Directions for this task:
From the listing below, copy each line that contains the word "says".

Segment Open

PR #175, opened 2017-04-16
Yaml extension for Eigen::Matrix and std::unordered_map

gilwoolee:
Adds YAML parser for Eigen datatype, originally implemented by @mkoval . Copied from [kenv](https://github.com/personalrobotics/kenv/blob/master/box2d_kenv/include/box2d_kenv/yaml_utils.h). Allows operations such as `node.as<Eigen::VectorXd>, node.as<Eigen::Isometry3d>` , etc..


include/aikido/util/yaml_utils.hpp
```diff
@@ -0,0 +1,202 @@
+#ifndef AIKIDO_UTIL_YAMLUTILS_HPP_
+#define AIKIDO_UTIL_YAMLUTILS_HPP_
+
+#include <functional>
+#include <mutex>
+#include <vector>
+#include <iostream>
+#include <boost/format.hpp>
+#include <boost/make_shared.hpp>
```
mkoval: Of these, I think only `Eigen/Dense`, `yaml-cpp/yaml.h`, and `boost/format.hpp` are actually used. We should remove the unused `#include` directives.

Actually, I'd also like to replace `boost::format` with `std:;stringstream` to eliminate that dependency as well.

include/aikido/util/yaml_utils.hpp
```diff
@@ -0,0 +1,202 @@
...
+
+template <class _Scalar,
+          int _Rows, int _Cols, int _Options, int _MaxRows, int _MaxCols>
+inline void deserialize(
+    YAML::Node const &node,
+    Eigen::Matrix<_Scalar, _Rows, _Cols, _Options, _MaxRows, _MaxCols> &matrix)
+{
+    typedef Eigen::Matrix<_Scalar, _Rows, _Cols, _Options, _MaxRows, _MaxCols> MatrixType;
+    typedef typename MatrixType::Index Index;
+    typedef typename MatrixType::Scalar Scalar;
```
mkoval: Nit: Prefer `using` aliases to `typedef`s.

include/aikido/util/yaml_utils.hpp
```diff
@@ -0,0 +1,202 @@
...
+  {
+    assert(false && "Unknown MatrixType.");
+  }
+};
+
+template <typename MatrixType>
+struct encode_impl<MatrixType, true> {
+  static Node encode(MatrixType const &matrix)
+  {
+    typedef typename MatrixType::Index Index;
```
mkoval: Nit: Prefer `using` aliases to `typedef`s.

include/aikido/util/yaml_utils.hpp
```diff
@@ -0,0 +1,202 @@
...
+    {
+        return convert<MatrixType>::decode(node, transform.matrix());
+    }
+};
+
+template <class T>
+inline void operator>>(Node const &node, T &value)
+{
+    value = node.as<T>();
+}
```
mkoval: I'd like to remove this. If I remember correctly, I added this as a workaround to support both `yaml-cpp` versions 0.3 (which used the bitshift operators) and 0.5 (which used the `as` function).

include/aikido/util/yaml_utils.hpp
```diff
@@ -0,0 +1,202 @@
...
+#include <Eigen/Dense>
+#include <yaml-cpp/yaml.h>
+
+
+namespace aikido {
+namespace util {
+
+template <class _Scalar,
+          int _Rows, int _Cols, int _Options, int _MaxRows, int _MaxCols>
+inline void deserialize(
```
mkoval: Missing docstring. I'm willing to let it slide for the `convert` that we specialize for `yaml-cpp` - but this is purely a helper function, so it should be properly documented. 😁

include/aikido/util/yaml_utils.hpp
```diff
@@ -0,0 +1,202 @@
...
+                        Eigen::Transform<_Scalar, Dim, Mode, _Options> &pose)
+{
+    deserialize(node, pose.matrix());
+}
+
+template <class T>
+inline bool has_child(YAML::Node const &node, T const &key)
+{
+	return node[key].IsDefined();
+}
```
mkoval: This function is not used, please delete it.

include/aikido/util/yaml_utils.hpp
```diff
@@ -0,0 +1,202 @@
...
+        }
+    } else {
+        throw runtime_error(str(
+            format("Unknown type of matrix '%s'.") % node.Tag()));
+    }
+}
+
+template <class _Scalar, int Dim, int Mode, int _Options>
+inline void deserialize(YAML::Node const &node,
+                        Eigen::Transform<_Scalar, Dim, Mode, _Options> &pose)
```
mkoval: Missing docstring. See above. 😉

include/aikido/util/yaml_utils.hpp
```diff
@@ -0,0 +1,202 @@
...
+
+} // namespace util
+} // namespace aikido
+
+
+namespace YAML {
+namespace detail {
+
+template <typename MatrixType, bool IsVectorAtCompileTime>
+struct encode_impl {
```
mkoval: This is an internal helper class, so it deserves a docstring. 😁

The reason this exists is so we can use template specialization to switch between serializing vectors and serializing matrices based on the `IsVectorAtCompileTime` flag. This is a "nice to have" that lets us generate `!Vector [1, 2, 3]` instead of the syntactic travesty like `!Matrix [[1], [2] ,[3]]` when serializing an Eigen vector.

include/aikido/util/yaml_utils.hpp
```diff
@@ -0,0 +1,202 @@
...
+          row.push_back(matrix(r, c));
+      }
+
+      node.push_back(row);
+    }
+    return node;
+  }
+};
+
+} //detail
```
mkoval: Nit: We _may_ want to move this helper code into the `detail` directory. @gilwoolee @jslee02 Thoughts?

jslee02:
> This file is a bit of a mess (as it was in muul). Does it make sense to split some of this into the detail directory? @gilwoolee @jslee02 does this make sense to you, and if so, which parts?

I believe none of these functions needs to be exposed as public API. So all the code should be in `detail` I think. Also, we might mostly want to enable to use `yaml` with Eigen type. For this, what I would do is like:
* move this whole file to `detail` directory
* create `yaml_cpp.cpp` that includes both `<yaml-cpp/yaml.h>` and this file
* encourage Aikido to use `yaml_cpp.hpp` all the time rather than `<yaml-cpp/yaml.h>`

More importantly, we already [have](https://github.com/personalrobotics/aikido/blob/master/include/aikido/perception/eigen_yaml.hpp) this file in `perception` component in a different name. :joy:

include/aikido/util/yaml_utils.hpp
```diff
@@ -0,0 +1,202 @@
...
+
+
+namespace aikido {
+namespace util {
+
+template <class _Scalar,
+          int _Rows, int _Cols, int _Options, int _MaxRows, int _MaxCols>
+inline void deserialize(
+    YAML::Node const &node,
+    Eigen::Matrix<_Scalar, _Rows, _Cols, _Options, _MaxRows, _MaxCols> &matrix)
```
jslee02: We might want to follow the suggestion of Eigen's "[Writing Functions Taking Eigen Types as Parameters](https://eigen.tuxfamily.org/dox/TopicFunctionTakingEigenTypes.html)" here.

jslee02:
TODOs:
* [ ] add `unordered_map` conversion
* [ ] add docstrings

include/aikido/util/yaml_utils.hpp
jslee02: I believe we don't use this function out of `template <...> struct convert`. Could I just move this into it as you said?

jslee02:
I believe I've addressed all @mkoval 's comments.

Question: It seems the `yaml-cpp`'s convention is to return `false` when failed to decode rather than throwing an exception, but the decoder for `Eigen::Matrix` in this PR throws exceptions for the case. So I would like to change it to follow the convention. @mkoval How do you think?

include/aikido/util/detail/yaml_extension.hpp
```diff
@@ -0,0 +1,246 @@
...
+        row.push_back(matrix(r, c));
+
+      node.push_back(row);
+    }
+
+    return node;
+  }
+};
+
+} // namespace (anonymous)
```
mkoval: Don't use anonymous namespaces in headers. I suggest putting this in a `detail` namespace instead.

include/aikido/util/detail/yaml_extension.hpp
```diff
@@ -0,0 +1,246 @@
...
+        matrix);
+  }
+
+  static bool decode(
+      const YAML::Node& node,
+      Eigen::Matrix<_Scalar, _Dim, _Mode, _Options>& matrix)
+  {
+    if (node.Tag() == "Vector" || node.Tag() == "!Vector"
+        || node.Tag() == "Matrix"
+        || node.Tag() == "!Matrix")
```
mkoval: I am _pretty_ sure that we only need the set with the `!` or the one without. If I remember correctly, I have both here because the behavior changed between `yaml-cpp` 0.3 and 0.5. Aikido only supports `yaml-cpp` 0.5, so that is a moot point.

Unfortunately, I don't remember which is used in 0.5. I'd like to do a quick test and eliminate the superfluous check.

include/aikido/util/detail/yaml_extension.hpp
```diff
@@ -0,0 +1,246 @@
...
+  }
+
+  static bool decode(const Node& node, UnorderedMap& map)
+  {
+    if (!node.IsMap())
+      return false;
+
+    map.clear();
+    for (const auto& it : node)
+      map[it.first.as<_Key>()] = it.second.as<_Tp>();
```
mkoval: What happens if `as<>()` fails? If we want to return `false` on failure, then we need to handle that case explicitly.

include/aikido/util/detail/yaml_extension.hpp
```diff
@@ -0,0 +1,246 @@
...
+
+    return node;
+  }
+
+  static bool decode(const Node& node, UnorderedMap& map)
+  {
+    if (!node.IsMap())
+      return false;
+
+    map.clear();
```
mkoval: Nit: Call `map.reserve(node.size())`.

psigen:
I do not think it is a good idea to introduce exceptions into the `yaml-cpp` API.  This is going to screw up the type of failure that users are expecting to need to handle in parsing code.

And doesn't the `yaml-cpp` `.as<>` wrapper raise a `TypedBadConversion` if the internal converter returns _false_ anyway?  That exception will include additional information like where the conversion error happened _and_ the type.

https://github.com/jbeder/yaml-cpp/blob/master/include/yaml-cpp/node/impl.h#L125

jslee02:
I agree what @mkoval and @psigen said. It seems we shouldn't introduce an exception for `struct convert` as `yaml-cpp` does and let `.as<>` raise a `TypedBadConver` exception when `decode` returns false.

Also, I like the idea not to use additional tag.

include/aikido/util/detail/yaml_extension.hpp
jslee02: I thought we use anonymous namespace for objects that are only used in the implementation, and use `detail` namespace for objects that are used somewhere out of the implementation but don't expect that is used by the user.

In most cases, the implementation is placed in a source file, but we have this `decode` in a header file because it's a template. I think we could consider putting this into a separate file with the name `yaml_extension-impl.hpp` instead.

include/aikido/util/detail/yaml_extension.hpp
jslee02: I'm not sure either, but it seems the spec says `!` should be used. So let's stick with that. :sweat_smile:

jslee02:
Hm, after I looking into more `yaml-cpp` code, I started to incline using exceptions because it throws exception anyway and  `.as<>` throws exceptions with insufficient information of the error. It only shows where (line and column) the exception occurred but not what the exact cause. It only says "bad conversion". 

As a consensus, I would like to use exceptions but `yaml-cpp`'s custom exception object, [`RepresentationException`](https://github.com/jbeder/yaml-cpp/blob/master/include/yaml-cpp/exceptions.h#L144) that allows us to pass the error message.

include/aikido/util/detail/yaml_extension.hpp
mkoval: I don't think we should _ever_ put an anonymous `namespace` in a header file. A header file can be `#include`ed into more than one translation unit, so this will result in unnecessary duplication of the objects (in the best case) or difficult-to-diagnose bugs (in the worst case, e.g. possibly if the namespace contains `static` member or global variables).

I see the `detail` namespace as the logical equivalent of an anonymous namespace in the header file, i.e. it is an implementation detail of other functions in that file.

mkoval:
I agree with @jslee02's conclusion - let's keep exceptions, but switch from `std::runtime_error` to `YAML::Exception`. Like @jslee02 said, `yaml-cpp` generates terrible error messages.

jslee02:
I believe this PR is ready to merge.

One remained an issue but not a blocker is removing the requirement of tag for vector and matrix. I'll create an issue for this to implement this in the future.

include/aikido/util/detail/yaml_extension.hpp
```diff
@@ -0,0 +1,248 @@
...
+};
+
+inline YAML::Mark getMark(const YAML::Node& node)
+{
+#ifdef YAMLCPP_NODE_HAS_MARK
+  return node.Mark();
+#else
+  DART_UNUSED(node);
+  return YAML::Mark::null_mark();
+#endif
```
mkoval: Why is this `#ifdef` necessary? Can you add a comment explaining why?

include/aikido/util/detail/yaml_extension.hpp
```diff
@@ -0,0 +1,248 @@
...
+//==============================================================================
+// Specialization for Eigen::Matrix<...>. This enables to use YAML::Node
+// with std::unordered_map as `Node(Eigen::Matrix3d::Identity())` and
+// `node.as<Eigen::Matrix3d>()`.
+template <typename _Scalar,
+          int _Rows,
+          int _Cols,
+          int _Options,
+          int _MaxRows,
+          int _MaxCols>
```
mkoval: @jslee02 Did you determine whether if or not we can replace this with `template <class _Derived> struct<Eigen::MatrixBase<_Derived>>`? I really liked that idea.

jslee02: Yeah, I haven't figured it out yet, but it doesn't work for struct. :disappointed: Let's put this over for now.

Segment Closed

Task solution:
jslee02: I'm not sure either, but it seems the spec says `!` should be used. So let's stick with that. :sweat_smile:
Hm, after I looking into more `yaml-cpp` code, I started to incline using exceptions because it throws exception anyway and  `.as<>` throws exceptions with insufficient information of the error. It only shows where (line and column) the exception occurred but not what the exact cause. It only says "bad conversion". 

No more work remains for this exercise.